Potenziale unter der Lupe
03.08.2009: Verbund Rück- und Zuwanderung analysiert im Auftrag des Verkehrsministeriums die Rückkehrförderung in Ostdeutschland
Der Verbund Rück- und Zuwanderung analysiert im Auftrag des Bundesministeriums für Verkehr, Bau und Stadtentwicklung die Weiterentwicklungspotenziale der ostdeutschen Rückkehrinitiativen. Ziel ist es, die Rückkehrförderung in Ostdeutschland vor dem Hintergrund des Fachkräftemangels in den neuen Ländern zu optimieren.

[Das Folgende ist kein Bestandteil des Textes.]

PR #543, opened 2020-07-03
[builtins - object] Object.create

croraf:
Implements Object.create builtin method

### DIFF
--- a/boa/src/builtins/object/mod.rs
+++ b/boa/src/builtins/object/mod.rs
@@ -414,12 +414,18 @@ pub fn make_object(_: &Value, args: &[Value], ctx: &mut Interpreter) -> ResultVa
 ///
 /// https://tc39.es/ecma262/#sec-object.create
 /// https://developer.mozilla.org/en-US/docs/Web/JavaScript/Reference/Global_Objects/Object/create
-pub fn create_builtin(_: &Value, args: &[Value], _: &mut Interpreter) -> ResultValue {
+pub fn create_builtin(_: &Value, args: &[Value], interpreter: &mut Interpreter) -> ResultValue {
     let __proto__ = args.get(0).cloned().unwrap_or_else(Value::undefined);
-    Ok(Value::new_object_from_prototype(
-        __proto__,
-        ObjectData::Ordinary,
-    ))
+    match __proto__ {
+        Value::Object(_) | Value::Null => Ok(Value::new_object_from_prototype(
+            __proto__,
+            ObjectData::Ordinary,
+        )),
+        _ => interpreter.throw_type_error(format!(
+            "Object prototype may only be an Object or null: {}",
+            __proto__
+        )),
+    }
 }
 
 /// Uses the SameValue algorithm to check equality of objects
--- a/boa/src/builtins/object/mod.rs
+++ b/boa/src/builtins/object/mod.rs
@@ -410,12 +410,25 @@ pub fn make_object(_: &Value, args: &[Value], ctx: &mut Interpreter) -> ResultVa
     Ok(object)
 }
 
-/// Creates a new object from the provided prototype
+
+/// `Object.create( proto, [propertiesObject] )`
 ///
-/// https://tc39.es/ecma262/#sec-object.create
-/// https://developer.mozilla.org/en-US/docs/Web/JavaScript/Reference/Global_Objects/Object/create
+/// Creates a new object from the provided prototype.
+///
+/// More information:
+///  - [ECMAScript reference][spec]
+///  - [MDN documentation][mdn]
+///
+/// [spec]: https://tc39.es/ecma262/#sec-object.create
+/// [mdn]: https://developer.mozilla.org/en-US/docs/Web/JavaScript/Reference/Global_Objects/Object/create
 pub fn create_builtin(_: &Value, args: &[Value], interpreter: &mut Interpreter) -> ResultValue {
     let __proto__ = args.get(0).cloned().unwrap_or_else(Value::undefined);
+    let properties = args.get(1).cloned().unwrap_or_else(Value::undefined);
+
+    if properties != Value::Undefined {
+        unimplemented!("propertiesObject argument of Object.create")
+    }
+
     match __proto__ {
         Value::Object(_) | Value::Null => Ok(Value::new_object_from_prototype(
             __proto__,
@@ -536,7 +549,7 @@ pub fn create(global: &Value) -> Value {
     let object = make_constructor_fn("Object", 1, make_object, global, prototype, true);
 
     // static methods of the builtin Object
-    make_builtin_fn(create_builtin, "create", &object, 1);
+    make_builtin_fn(create_builtin, "create", &object, 2);
     make_builtin_fn(set_prototype_of, "setPrototypeOf", &object, 2);
     make_builtin_fn(get_prototype_of, "getPrototypeOf", &object, 1);
     make_builtin_fn(define_property, "defineProperty", &object, 3);
--- a/boa/src/builtins/object/mod.rs
+++ b/boa/src/builtins/object/mod.rs
@@ -411,7 +411,7 @@ pub fn make_object(_: &Value, args: &[Value], ctx: &mut Interpreter) -> ResultVa
 }
 
 /// Creates a new object from the provided prototype
-/// 
+///
 /// https://tc39.es/ecma262/#sec-object.create
 /// https://developer.mozilla.org/en-US/docs/Web/JavaScript/Reference/Global_Objects/Object/create
 pub fn create_builtin(_: &Value, args: &[Value], _: &mut Interpreter) -> ResultValue {
--- a/boa/src/builtins/object/mod.rs
+++ b/boa/src/builtins/object/mod.rs
@@ -411,6 +411,9 @@ pub fn make_object(_: &Value, args: &[Value], ctx: &mut Interpreter) -> ResultVa
 }
 
 /// Creates a new object from the provided prototype
+/// 
+/// https://tc39.es/ecma262/#sec-object.create
+/// https://developer.mozilla.org/en-US/docs/Web/JavaScript/Reference/Global_Objects/Object/create
 pub fn create_builtin(_: &Value, args: &[Value], _: &mut Interpreter) -> ResultValue {
     let __proto__ = args.get(0).cloned().unwrap_or_else(Value::undefined);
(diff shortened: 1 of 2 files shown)


boa/src/builtins/object/mod.rs
```diff
@@ -410,6 +410,16 @@ pub fn make_object(_: &Value, args: &[Value], ctx: &mut Interpreter) -> ResultVa
...
 }
 
+/// Creates a new object from the provided prototype
+///
+/// https://tc39.es/ecma262/#sec-object.create
+/// https://developer.mozilla.org/en-US/docs/Web/JavaScript/Reference/Global_Objects/Object/create
+pub fn create_builtin(_: &Value, args: &[Value], _: &mut Interpreter) -> ResultValue {
+    let __proto__ = args.get(0).cloned().unwrap_or_else(Value::undefined);
+    let new_object = Value::new_object_from_prototype(__proto__, ObjectData::Ordinary);
+    Ok(new_object.into())
```
HalidOdat, line 420:
```suggestion
    Ok(Value::new_object_from_prototype(__proto__, ObjectData::Ordinary))
```
Fix clippy error

boa/src/builtins/object/mod.rs
```diff
@@ -410,6 +410,18 @@ pub fn make_object(_: &Value, args: &[Value], ctx: &mut Interpreter) -> ResultVa
     Ok(object)
 }
 
+/// Creates a new object from the provided prototype
+///
+/// https://tc39.es/ecma262/#sec-object.create
+/// https://developer.mozilla.org/en-US/docs/Web/JavaScript/Reference/Global_Objects/Object/create
+pub fn create_builtin(_: &Value, args: &[Value], _: &mut Interpreter) -> ResultValue {
+    let __proto__ = args.get(0).cloned().unwrap_or_else(Value::undefined);
```
jasonwilliams, line 418: I think we need to make sure `__proto__` has the type `object` or `null` before moving on.

jasonwilliams, line 418: I think we need to make sure __proto__ has the type object or null before moving on.

croraf: Added

boa/src/builtins/object/mod.rs
```diff
@@ -410,6 +410,24 @@ pub fn make_object(_: &Value, args: &[Value], ctx: &mut Interpreter) -> ResultVa
...
+        Value::Object(_) | Value::Null => Ok(Value::new_object_from_prototype(
+            __proto__,
+            ObjectData::Ordinary,
+        )),
+        _ => interpreter.throw_type_error(format!(
+            "Object prototype may only be an Object or null: {}",
+            __proto__
+        )),
+    }
+}
```
HalidOdat, line 429: We should rename this to `prototype`, rather than it being `__proto__`.

Even in the standard it says:
> The create function creates a new object with a specified prototype. When the create function is called, the following steps are taken:

croraf: Both `prototype` and `__proto__` point to the "prototype". 

`prototype` is the property of the creator function (so used in that context), while `__proto__` is the property of the "child object" (so used in that context).  

That's why I think `__proto__` is better here.

HalidOdat: > Both `prototype` and `__proto__` point to the "prototype".
> 
> `prototype` is the property of the creator function (so used in that context), while `__proto__` is the property of the "child object" (so used in that context).
> 
> That's why I think `__proto__` is better here.

I know both point to the same thing, but It's more semantically meaningful when you call `Object.create(String.prototype)` we create an object from the prototype, rather than the prototype instance.

HalidOdat, line 429: The `Object.create()` method can also take arguments ([properties](https://tc39.es/ecma262/#sec-object.create)) that are defined on the created object.

croraf: Maybe I missed the point of your last comment. But you wouldn't call `Object.create`  with the functions prototype. Instead you would do `new SomeFunction ()`. I think you call `Object.create` directly with the  __proto__ instance.

croraf: Very good point. I think this requires the functionality for the `Object.defineProperties()` which is currently not implemented, so I think this should be implemented first or at the same time.

HalidOdat: > Maybe I missed the point of your last comment, but you wouldn't call `Object.create` with the function's prototype. Instead you would do `new SomeFunction ()`. I think in vast majority of cases you call `Object.create` directly with the `__proto__` instance.

Sorry, I'll try to explain this a bit better, I'll take an examle from mdn:
```js
const person = {
  isHuman: false,
  printIntroduction: function() {
    console.log(`My name is ${this.name}. Am I human? ${this.isHuman}`);
  }
};

const me = Object.create(person);
```
In this case we create a new object with the `prototype` (`person`), and when the object is created the `[[prototype]]` (prototype instance) of the new object is set to `prototype`, it's set in `step. 2` in <https://tc39.es/ecma262/#sec-object.create> which in boa is `Value::new_object_from_prototype()` in creates the instance of the `prototype` (`__proto__`)

HalidOdat: > Very good point. I think this requires the functionality for the `Object.defineProperties()` which is currently not implemented, so I think this should be implemented first. Would it be acceptable that I put a placeholder and open a new issue to make `Object.defineProperties()` and mention in that issue that after it is done the `Object.create()` should be improved with this functionality and some test-cases?

Yes that's fine, maybe we should have a case for when there are more arguments than one with `unimplemented!("propertiesObject is not implemented")`

boa/src/builtins/object/mod.rs
```diff
@@ -410,6 +410,24 @@ pub fn make_object(_: &Value, args: &[Value], ctx: &mut Interpreter) -> ResultVa
     Ok(object)
 }
 
+/// Creates a new object from the provided prototype
+///
+/// https://tc39.es/ecma262/#sec-object.create
+/// https://developer.mozilla.org/en-US/docs/Web/JavaScript/Reference/Global_Objects/Object/create
```
HalidOdat, line 416: we should change the documentation here to be like `Object.hasOwnProperty()` (`has_own_property`), I know some don't have it like `Object.is()` we should also update them, we can change it in this PR or in another one for `is`

boa/src/builtins/object/mod.rs
croraf: OK, but it is not clear to me that naming it `prototype` locally in this function is any better than `__proto__`. Even in https://tc39.es/ecma262/#sec-ordinaryobjectcreate the parameter is called _proto_. So this might even be a bit better. (Although in the function we are talking about they call it as `O`). 

The function we call from this point `pub fn new_object_from_prototype(proto: Value, data: ObjectData)` also uses the argument `proto`, as in the spec. (although the name of this function is not aligned with the spec's one).

HalidOdat: > OK, but it is not clear to me that naming it `prototype` locally in this function is any better than `__proto__`. Even in [tc39.es/ecma262/#sec-ordinaryobjectcreate](https://tc39.es/ecma262/#sec-ordinaryobjectcreate) the parameter is called _proto_. So this might even be a bit better. (Although in the function we are talking about they name this parameter as `O`).

Yes. the spec is confusing at times, I think it's `O` (as in object) because the prototoype can be any object (like the example above with `person` object) and technically `null` is an object (`typeof null == "object"`)

You can know it's an instance if there is `[[Prototype]]`, otherwise assume it's `prototype` (the spec is not always consistent).

Some good informative blogs are the V8 `Understanding the ECMAScript spec` there are currently 4 parts here is part one https://v8.dev/blog/understanding-ecmascript-part-1

croraf: So you still think it is important to rename this local variable from `__proto__` to `prototype`? If so, I'll change it.

HalidOdat: > So you still think it is important to rename this local variable from `__proto__` to `prototype`? If so, I'll change it.

Yes. It makes more sense to name it `prototype`.

boa/src/builtins/object/mod.rs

Ostdeutschland hat seit 1991 knapp 1,4 Millionen seiner Einwohner verloren, davon rund zwei Drittel durch Abwanderung. Das Forschungsprojekt soll unter anderem untersuchen, welche Ansätze bei der Ansprache der Abgewanderten und der Gewinnung von Partnern aus Wirtschaft und Arbeitsverwaltung erfolgreich waren. Dazu werden Strukturen, Ressourcen und Aufgaben der Agenturen, Initiativen und des Verbundes Rück- und Zuwanderung im Rahmen von Befragungen, einer Fragebogenaktion sowie von Workshops analysiert. Mit der Auswertung werden generelle Handlungsempfehlungen für die nächsten Schritte einer Gesamtstrategie zur Förderung der Rück- und Zuwanderung erarbeitet.
Das Forschungsprojekt läuft bis Ende des Jahres unter dem Dach der Stiftung Demokratische Jugend.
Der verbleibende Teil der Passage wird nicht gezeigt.